In the records below, the line with "-6,17 +6,17 @@" opens the range and the line with "(diff shortened: 1 of 2 files shown)" closes it; print that range exactly and nothing else.

━━━━━ Input data

PR #2272, opened 2025-10-15
[common] Misc improvements for attention

cyanguwa:
# Description

This PR:
- removes `nvte_fused_attn_fwd_qkvpacked`, `nvte_fused_attn_bwd_qkvpacked`, `nvte_fused_attn_fwd_kvpacked`, `nvte_fused_attn_bwd_kvpacked` APIs, and leaves `nvte_fused_attn_fwd` and `nvte_fused_attn_bwd` for uniformity and easier maintainance,
- improves error messaging in `nvte_get_fused_attn_backend` (ultimately the backend selection logic in this function will be replaced by cudnn-frontend's `check_support()` when it's ready).

## Type of change

- [ ] Documentation change (change only to the documentation, either a fix or a new content)
- [ ] Bug fix (non-breaking change which fixes an issue)
- [ ] New feature (non-breaking change which adds functionality)
- [x] Breaking change (fix or feature that would cause existing functionality to not work as expected)
- [ ] Infra/Build change
- [ ] Code refactoring

## Changes

See description.

# Checklist:

- [x] I have read and followed the [contributing guidelines](https://github.com/NVIDIA/TransformerEngine/blob/main/CONTRIBUTING.rst)
- [x] The functionality is complete
- [x] I have commented my code, particularly in hard-to-understand areas
- [x] I have made corresponding changes to the documentation
- [x] My changes generate no new warnings
- [x] I have added tests that prove my fix is effective or that my feature works
- [x] New and existing unit tests pass locally with my changes

PR #2287, opened 2025-10-20
[common] Remove kvpacked and qkvpacked attention functions for every kernel type.

pggPL:
# Description

There are 3 variants of fused_attention functions: for separate QKV, KV packed and QKV packed, which differ only by pointers to qkv. This results in code duplication for each type of the fused attention kernel: arbitrary seqlen, max 512 and fp8. This PR deduplicates the code and moves pointer computation one abstraction layer - from the functions like `fused_attn_max_512_fwd_qkvpacked` into the functions like `nvte_fused_attn_fwd_qkvpacked` in common c++ api.

These packed versions of common attention api functions are used by JAX, so I think running JAX CI is good test of that changes. PyTorch uses only non-packed function.

## Type of change

- [ ] Infra/Build change
- [x] Code refactoring

# Checklist:


cyanguwa:
I think this is similar to #2272 :) Yes, Jax needs a bit of fixing in order to get its attention working.

cyanguwa:
Could you add the deprecation note for these qkvpacked/kvpacked APIs as we discussed offline please? Thanks.

transformer_engine/common/fused_attn/fused_attn.cpp
```diff
@@ -782,10 +972,30 @@ void nvte_fused_attn_bwd_kvpacked(
   if (fused_attention_backend == NVTE_Fused_Attn_Backend::NVTE_F16_max512_seqlen) {
 #if (CUDNN_VERSION >= 8901)
     Tensor *output_S = convertNVTETensorCheck(Aux_CTX_Tensors->tensors[0]);
-    fused_attn_max_512_bwd_kvpacked(
-        b, h_q, max_seqlen_q, max_seqlen_kv, d, attn_scale, dropout, qkv_layout, bias_type,
-        attn_mask_type, input_Q, input_KV, input_dO, output_S, output_dQ, output_dKV, output_dBias,
-        input_cu_seqlens_q, input_cu_seqlens_kv, wkspace, stream, handle);
+
+    // Unpack KV and dKV and call the non-packed function
+    size_t stride = 2 * h_q * d;
```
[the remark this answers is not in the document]
pggPL: That's good point - this is some leftover from my previous change. Weird that tests didn't catch it. Fixed.

transformer_engine/common/include/transformer_engine/fused_attn.h
```diff
@@ -216,6 +216,9 @@ NVTE_Fused_Attn_Backend nvte_get_fused_attn_backend(
     int64_t window_size_right, bool return_max_logit);
 
 /*! \brief Compute dot product attention with packed QKV input.
+ *
+ * \warning This API is **deprecated**.
```
cyanguwa: Would `\deprecated` be a better marking for this message in the document?

Could we add something like this to give user warnings at compile time as well?
```
[[deprecated("nvte_fused_attn_fwd_qkvpacked() is deprecated. Please use nvte_fused_attn_fwd() instead.")]]
void nvte_fused_attn_fwd_qkvpacked() {
}
```

cyanguwa (dismissed):

transformer_engine/common/include/transformer_engine/fused_attn.h
pggPL: Done, renders correctly and docs and compiles locally with warnings/

cyanguwa (approved):

PR #182, opened 2021-03-18
Fix equality check for service products

sven1103:
Overrides the equals(Object obj) method for the `ProductId`.


KochTobi (dismissed):
LGTM ! Nice tests

KochTobi (dismissed):
Even better with changelog entry.

KochTobi (approved):

PR #185, opened 2021-03-19
Add product constructor with running number as long

jenniferboedker:
**Purpose**
The product classes still used the old constructor for building the product id, the new builder pattern with the running number as a long should be used.

**Changes**
A new constructor is added for each class. The old constructor is deprecated and the changes are logged in the CL


sven1103 (approved):
Well done and nice spot!

PR #189, opened 2021-03-23
Remove deprectation from sampel tracking classes

KochTobi:
The classes cannot be replaced by any other class in the data-model-lib. Thus deprecation can be removed and was wrong in the first place. (I did it, sorry)

- [x] This comment contains a description of changes (with reason)


Steffengreiner (approved):
LGTM!

PR #191, opened 2021-03-29
Feature/add unknown product category

KochTobi:
Many thanks for contributing to this project!
Addresses https://github.com/qbicsoftware/offer-manager-2-portlet/issues/443

**PR Checklist**
Please fill in the appropriate checklist below (delete whatever is not relevant). These are the most common things requested on pull requests (PRs).

- [x] This comment contains a description of changes (with reason)
- [x] Referenced issue is linked

**Description of changes**
There currently is no default value for the product category. For applications that might lead to errors in case the database contains values that are not reflected in the ProductCategory enum. For those cases, I introduce an `UNKNOWN` category that should only be used in case the category received is not reflected by the other enum values. Is this the case, then the applications have to make sure to handle products with unknown category correctly.


KochTobi:
The decision was made that an unknown category should not be included. @jenniferboedker @Steffengreiner

PR #197, opened 2021-05-06
Feature/update pipeline schema

sven1103:
This PR updates the JSON schema for bioinformatic analysis run output.

The additions address the two additional files we need to check, which are the

- input_ids.txt
- run_id.txt

files. The `input_ids.txt` will hold a list of sample ids, that reference the datasets that have been used for the analysis. The `run_id` contains the unique Nextflow Tower run id that identifies the pipeline run.

### DIFF
--- a/src/test/resources/examples/resultset/valid-resultset-example.json
+++ b/src/test/resources/examples/resultset/valid-resultset-example.json
@@ -1,7 +1,7 @@
 {
   "pipelineInformation": {
     "name": "pipeline_info",
-    "path": "./",
+    "path": "./pipeline_info",
     "children": [],
     "softwareVersions": {
       "name": "software_versions",
@@ -21,7 +21,7 @@
   },
   "qualityControl": {
     "name": "multiqc",
-    "path": "./",
+    "path": "./multiqc",
     "children": [
       {
         "name": "star_salmon",
@@ -39,7 +39,7 @@
   "processFolders": [
     {
       "name": "salmon",
-      "path": "./",
+      "path": "./salmon",
       "children": [
         {
           "name": "salmon.merged.gene_tpm",
--- a/src/test/resources/examples/resultset/valid-resultset-example.json
+++ b/src/test/resources/examples/resultset/valid-resultset-example.json
@@ -6,17 +6,17 @@
     "softwareVersions": {
       "name": "software_versions",
       "fileType": "csv",
-      "path": "pipeline_info/software_versions"
+      "path": "./pipeline_info/software_versions.csv"
     },
     "pipelineReport": {
       "name": "pipeline_report",
       "fileType": "txt",
-      "path": "pipeline_info/pipeline_report"
+      "path": "./pipeline_info/pipeline_report.txt"
     },
     "executionReport": {
       "name": "execution_report",
       "fileType": "txt",
-      "path": "pipeline_info/execution_report"
+      "path": "./pipeline_info/execution_report.txt"
     }
   },
   "qualityControl": {
@@ -25,11 +25,11 @@
     "children": [
       {
         "name": "star_salmon",
-        "path": "multiqc/star_salmon",
+        "path": "./multiqc/star_salmon",
         "children": [
           {
             "name": "multiqc_report.html",
-            "path": "multiqc/star_salmon/multiqc_report.html",
+            "path": "./multiqc/star_salmon/multiqc_report.html",
             "fileType": "html"
           }
         ]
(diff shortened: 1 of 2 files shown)


Steffengreiner (approved):
LGTM! 👍 Don't forget to update the ER diagram

KevinMenden (dismissed):
Nice, looks good!

Steffengreiner (dismissed):
Very nice!

ggabernet:
Is this the general schema for all pipeline results registration? Because there are some files that refer to `salmon` and these would be specific for the RNAseq pipeline. Maybe we should get rid of those

src/test/resources/examples/resultset/valid-resultset-example.json
```diff
@@ -39,14 +39,24 @@
...
+  ],
+  "runID": {
+    "name": "run_id",
+    "fileType": "txt",
+    "path": "./run_id.txt"
+  },
+  "inputIDs": {
+    "name": "input_ids",
+    "fileType": "txt",
+    "path": "./input_ids.txt"
```
ggabernet, line 60: So that's the file containing the Sample IDs for qPostman, right?
I would maybe suggest to call this one `sampleIDs` so that it is clear that it refers to the sample IDs (QBIC code).

src/test/resources/examples/resultset/valid-resultset-example.json
```diff
@@ -39,14 +39,24 @@
...
           "name": "salmon.merged.gene_tpm",
           "fileType": "tsv",
-          "path": "salmon/salmon.merged.gene_tpm"
+          "path": "./salmon/salmon.merged.gene_tpm"
         }
       ]
     }
-  ]
+  ],
+  "runID": {
```
ggabernet, line 52: Regarding the `runID`, that is given by Tower, do you recall if we get returned this ID from Tower when calling the API, @KevinMenden ?
I'm just trying to think how we would programmatically get this one.

src/test/resources/examples/resultset/valid-resultset-example.json
```diff
@@ -1,35 +1,35 @@
...
     "children": [
       {
         "name": "star_salmon",
-        "path": "multiqc/star_salmon",
+        "path": "./multiqc/star_salmon",
         "children": [
           {
             "name": "multiqc_report.html",
-            "path": "multiqc/star_salmon/multiqc_report.html",
+            "path": "./multiqc/star_salmon/multiqc_report.html",
```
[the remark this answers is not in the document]
ggabernet: Even though it might not be so relevant for the example, the changes that I made reflects how most pipelines are structured. Subfolders there are a special case of the RNAseq pipelines and maybe a couple more.

src/test/resources/examples/resultset/valid-resultset-example.json
KevinMenden: Hmm I don't really remember how that worked, but I think you might even have to know that to access the API anyway :thinking: so we would have to store it somewhere anyway I guess.

sven1103:
> Is this the general schema for all pipeline results registration? Because there are some files that refer to `salmon` and these would be specific for the RNAseq pipeline. Maybe we should get rid of those

I think you are referring to the example json right? They are just for the tests, to see if the schema validation is behaving as intended.

src/test/resources/examples/resultset/valid-resultset-example.json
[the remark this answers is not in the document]
sven1103: true, but its a valid example, and that is what this json represents. In the schema we defined `qualityControl` as a `DataFolder`, so it can be arbitrarily nested with DataFiles and DataFolders. The only thing we can check for validation is, that it has `multiqc` in the name of the top level multiqc folder.

src/test/resources/examples/resultset/valid-resultset-example.json
sven1103: if the API follows to HATEOAS principle, than the HTTP response should return a URL to this resource (containing the run id).

src/test/resources/examples/resultset/valid-resultset-example.json
sven1103: addressed in ec2d1dc

src/test/resources/examples/resultset/valid-resultset-example.json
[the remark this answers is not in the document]
ggabernet: ok sure then it is fine to leave it like this, just to mention that that would be a more common example 👍

src/test/resources/examples/resultset/valid-resultset-example.json
ggabernet: Yes, exactly, the API response returns the Run ID, tested it yesterday :)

━━━━━━━━━━

▶ Response to the task:
@@ -6,17 +6,17 @@
     "softwareVersions": {
       "name": "software_versions",
       "fileType": "csv",
-      "path": "pipeline_info/software_versions"
+      "path": "./pipeline_info/software_versions.csv"
     },
     "pipelineReport": {
       "name": "pipeline_report",
       "fileType": "txt",
-      "path": "pipeline_info/pipeline_report"
+      "path": "./pipeline_info/pipeline_report.txt"
     },
     "executionReport": {
       "name": "execution_report",
       "fileType": "txt",
-      "path": "pipeline_info/execution_report"
+      "path": "./pipeline_info/execution_report.txt"
     }
   },
   "qualityControl": {
@@ -25,11 +25,11 @@
     "children": [
       {
         "name": "star_salmon",
-        "path": "multiqc/star_salmon",
+        "path": "./multiqc/star_salmon",
         "children": [
           {
             "name": "multiqc_report.html",
-            "path": "multiqc/star_salmon/multiqc_report.html",
+            "path": "./multiqc/star_salmon/multiqc_report.html",
             "fileType": "html"
           }
         ]
(diff shortened: 1 of 2 files shown)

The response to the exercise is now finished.